(What you need to do)
Please show every line from the entries that carries the word "cleanup".

(Materials provided)
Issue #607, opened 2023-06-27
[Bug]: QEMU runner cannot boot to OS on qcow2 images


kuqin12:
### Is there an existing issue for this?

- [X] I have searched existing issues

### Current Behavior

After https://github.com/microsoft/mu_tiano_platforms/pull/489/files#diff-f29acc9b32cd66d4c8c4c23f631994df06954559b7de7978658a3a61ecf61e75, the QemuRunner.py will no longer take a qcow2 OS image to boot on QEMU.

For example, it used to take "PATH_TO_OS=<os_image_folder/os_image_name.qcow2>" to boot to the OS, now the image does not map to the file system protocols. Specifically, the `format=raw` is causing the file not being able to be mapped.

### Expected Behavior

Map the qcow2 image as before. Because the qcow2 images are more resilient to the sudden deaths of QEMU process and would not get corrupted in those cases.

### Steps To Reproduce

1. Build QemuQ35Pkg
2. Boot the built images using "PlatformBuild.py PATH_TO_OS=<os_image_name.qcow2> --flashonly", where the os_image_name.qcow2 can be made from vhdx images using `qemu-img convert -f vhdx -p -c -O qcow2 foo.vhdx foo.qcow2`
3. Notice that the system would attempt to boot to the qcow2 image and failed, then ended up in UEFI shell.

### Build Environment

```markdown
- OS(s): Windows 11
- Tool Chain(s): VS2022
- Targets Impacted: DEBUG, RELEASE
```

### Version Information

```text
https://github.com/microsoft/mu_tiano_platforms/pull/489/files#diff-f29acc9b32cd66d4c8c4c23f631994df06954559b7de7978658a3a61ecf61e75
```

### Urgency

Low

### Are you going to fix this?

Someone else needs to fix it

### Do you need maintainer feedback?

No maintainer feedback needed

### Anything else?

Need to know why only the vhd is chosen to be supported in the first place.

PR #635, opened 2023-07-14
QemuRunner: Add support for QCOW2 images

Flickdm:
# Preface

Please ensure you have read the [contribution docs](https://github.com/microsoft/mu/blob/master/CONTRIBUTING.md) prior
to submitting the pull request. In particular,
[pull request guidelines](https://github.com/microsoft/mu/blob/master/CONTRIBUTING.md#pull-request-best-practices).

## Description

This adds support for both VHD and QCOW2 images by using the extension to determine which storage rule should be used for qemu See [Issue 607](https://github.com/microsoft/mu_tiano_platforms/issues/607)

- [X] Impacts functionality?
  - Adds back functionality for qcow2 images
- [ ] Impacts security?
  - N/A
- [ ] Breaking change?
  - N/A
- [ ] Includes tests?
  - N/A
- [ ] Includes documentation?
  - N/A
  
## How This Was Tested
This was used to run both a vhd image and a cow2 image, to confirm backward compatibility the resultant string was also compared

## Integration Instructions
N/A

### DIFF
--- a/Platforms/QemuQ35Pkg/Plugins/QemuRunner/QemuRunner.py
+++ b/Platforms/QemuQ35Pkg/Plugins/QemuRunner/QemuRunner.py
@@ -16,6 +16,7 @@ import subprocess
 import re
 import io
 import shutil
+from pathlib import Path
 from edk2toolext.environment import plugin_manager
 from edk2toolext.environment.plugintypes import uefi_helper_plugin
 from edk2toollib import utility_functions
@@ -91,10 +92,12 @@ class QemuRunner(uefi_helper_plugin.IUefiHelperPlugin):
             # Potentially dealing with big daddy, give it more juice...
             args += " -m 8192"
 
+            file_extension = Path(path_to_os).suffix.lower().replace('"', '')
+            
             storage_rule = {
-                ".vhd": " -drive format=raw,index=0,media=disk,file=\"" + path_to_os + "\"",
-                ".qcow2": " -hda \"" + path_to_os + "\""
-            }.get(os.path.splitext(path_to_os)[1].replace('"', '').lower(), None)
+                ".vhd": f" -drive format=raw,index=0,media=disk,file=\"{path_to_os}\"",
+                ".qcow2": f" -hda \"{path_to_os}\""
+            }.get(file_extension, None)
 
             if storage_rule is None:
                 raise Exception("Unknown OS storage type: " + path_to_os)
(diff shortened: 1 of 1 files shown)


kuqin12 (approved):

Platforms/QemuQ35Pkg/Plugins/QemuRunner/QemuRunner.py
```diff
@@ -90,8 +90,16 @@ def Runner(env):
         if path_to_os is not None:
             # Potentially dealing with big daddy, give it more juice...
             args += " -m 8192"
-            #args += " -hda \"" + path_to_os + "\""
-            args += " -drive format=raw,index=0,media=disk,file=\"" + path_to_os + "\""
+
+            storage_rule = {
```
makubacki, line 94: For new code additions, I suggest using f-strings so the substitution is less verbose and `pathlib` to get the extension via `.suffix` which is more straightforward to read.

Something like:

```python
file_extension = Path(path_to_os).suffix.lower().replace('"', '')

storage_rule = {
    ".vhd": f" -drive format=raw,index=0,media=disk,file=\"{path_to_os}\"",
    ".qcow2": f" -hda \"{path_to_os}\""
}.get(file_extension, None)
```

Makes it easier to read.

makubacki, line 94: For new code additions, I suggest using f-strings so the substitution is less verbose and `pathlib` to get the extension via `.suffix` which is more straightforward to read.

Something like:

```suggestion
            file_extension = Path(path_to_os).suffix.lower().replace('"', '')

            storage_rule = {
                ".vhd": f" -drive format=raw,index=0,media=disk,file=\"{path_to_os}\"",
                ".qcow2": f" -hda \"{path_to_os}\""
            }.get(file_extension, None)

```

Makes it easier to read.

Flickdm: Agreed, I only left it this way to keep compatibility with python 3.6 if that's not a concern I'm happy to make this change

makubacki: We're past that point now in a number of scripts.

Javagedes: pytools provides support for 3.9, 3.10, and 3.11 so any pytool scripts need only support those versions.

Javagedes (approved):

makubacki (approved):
...
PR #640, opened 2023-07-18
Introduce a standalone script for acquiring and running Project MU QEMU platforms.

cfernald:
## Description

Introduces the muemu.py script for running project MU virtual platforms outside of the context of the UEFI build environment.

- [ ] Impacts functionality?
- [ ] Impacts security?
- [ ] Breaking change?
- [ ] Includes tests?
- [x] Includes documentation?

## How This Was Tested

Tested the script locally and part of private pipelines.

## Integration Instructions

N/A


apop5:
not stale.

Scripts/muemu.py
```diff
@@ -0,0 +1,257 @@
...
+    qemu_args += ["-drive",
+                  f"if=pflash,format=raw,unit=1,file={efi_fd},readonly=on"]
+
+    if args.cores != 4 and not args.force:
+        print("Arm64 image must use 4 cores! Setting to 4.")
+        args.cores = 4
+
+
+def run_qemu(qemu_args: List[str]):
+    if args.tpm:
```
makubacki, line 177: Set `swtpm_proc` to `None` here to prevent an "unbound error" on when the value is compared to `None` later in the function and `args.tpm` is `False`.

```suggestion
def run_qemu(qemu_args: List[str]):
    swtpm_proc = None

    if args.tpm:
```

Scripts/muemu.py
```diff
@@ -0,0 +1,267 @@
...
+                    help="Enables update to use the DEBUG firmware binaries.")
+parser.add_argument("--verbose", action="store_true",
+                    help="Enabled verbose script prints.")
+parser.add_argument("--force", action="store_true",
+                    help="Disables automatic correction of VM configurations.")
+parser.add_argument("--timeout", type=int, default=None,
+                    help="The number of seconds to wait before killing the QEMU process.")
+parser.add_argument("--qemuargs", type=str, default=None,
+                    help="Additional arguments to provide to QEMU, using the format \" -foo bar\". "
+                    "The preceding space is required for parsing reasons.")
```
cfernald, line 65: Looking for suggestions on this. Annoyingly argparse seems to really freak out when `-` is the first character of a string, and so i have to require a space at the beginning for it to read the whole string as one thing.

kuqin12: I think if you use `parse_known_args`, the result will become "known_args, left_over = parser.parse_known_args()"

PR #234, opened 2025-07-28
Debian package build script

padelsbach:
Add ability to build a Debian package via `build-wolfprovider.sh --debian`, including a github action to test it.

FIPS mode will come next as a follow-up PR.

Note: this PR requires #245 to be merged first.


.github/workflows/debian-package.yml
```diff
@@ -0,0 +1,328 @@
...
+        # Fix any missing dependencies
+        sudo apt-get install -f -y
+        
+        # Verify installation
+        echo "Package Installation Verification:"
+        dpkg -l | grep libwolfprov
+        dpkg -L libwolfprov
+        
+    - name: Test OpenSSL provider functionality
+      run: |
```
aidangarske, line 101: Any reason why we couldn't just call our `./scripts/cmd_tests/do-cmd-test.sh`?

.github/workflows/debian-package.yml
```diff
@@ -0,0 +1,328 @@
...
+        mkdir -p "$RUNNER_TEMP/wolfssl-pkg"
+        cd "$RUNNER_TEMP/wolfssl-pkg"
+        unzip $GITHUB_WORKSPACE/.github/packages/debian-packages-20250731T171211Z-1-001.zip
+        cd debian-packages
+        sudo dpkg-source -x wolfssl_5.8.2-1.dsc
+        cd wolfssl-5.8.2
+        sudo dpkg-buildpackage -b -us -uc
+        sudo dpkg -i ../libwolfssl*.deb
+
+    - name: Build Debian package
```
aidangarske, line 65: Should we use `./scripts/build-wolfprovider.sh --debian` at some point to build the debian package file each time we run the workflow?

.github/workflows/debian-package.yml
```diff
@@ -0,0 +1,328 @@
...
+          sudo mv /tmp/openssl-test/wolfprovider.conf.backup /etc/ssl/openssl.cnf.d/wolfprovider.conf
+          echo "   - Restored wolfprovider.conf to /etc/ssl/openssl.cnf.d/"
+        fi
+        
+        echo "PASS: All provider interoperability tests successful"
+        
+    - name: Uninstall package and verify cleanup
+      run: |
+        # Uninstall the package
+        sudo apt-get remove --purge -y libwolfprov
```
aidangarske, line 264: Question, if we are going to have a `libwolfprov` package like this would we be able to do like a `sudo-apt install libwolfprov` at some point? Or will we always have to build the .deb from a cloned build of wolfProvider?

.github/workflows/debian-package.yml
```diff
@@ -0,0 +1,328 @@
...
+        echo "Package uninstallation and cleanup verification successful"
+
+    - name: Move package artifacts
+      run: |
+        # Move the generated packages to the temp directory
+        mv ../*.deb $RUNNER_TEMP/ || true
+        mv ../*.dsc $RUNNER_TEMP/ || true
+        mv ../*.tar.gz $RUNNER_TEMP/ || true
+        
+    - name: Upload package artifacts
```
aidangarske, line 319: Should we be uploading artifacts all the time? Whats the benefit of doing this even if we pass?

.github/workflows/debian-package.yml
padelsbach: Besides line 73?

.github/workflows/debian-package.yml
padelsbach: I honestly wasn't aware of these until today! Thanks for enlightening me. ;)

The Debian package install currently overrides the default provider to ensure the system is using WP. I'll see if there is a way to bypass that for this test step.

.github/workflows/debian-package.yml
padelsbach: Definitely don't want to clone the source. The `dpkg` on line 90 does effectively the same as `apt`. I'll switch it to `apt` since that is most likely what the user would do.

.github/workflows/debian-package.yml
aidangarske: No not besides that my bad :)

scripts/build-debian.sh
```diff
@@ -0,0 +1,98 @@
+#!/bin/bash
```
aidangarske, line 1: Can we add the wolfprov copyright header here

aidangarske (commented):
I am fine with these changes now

(Exercise answer)
+    - name: Uninstall package and verify cleanup
+        echo "Package uninstallation and cleanup verification successful"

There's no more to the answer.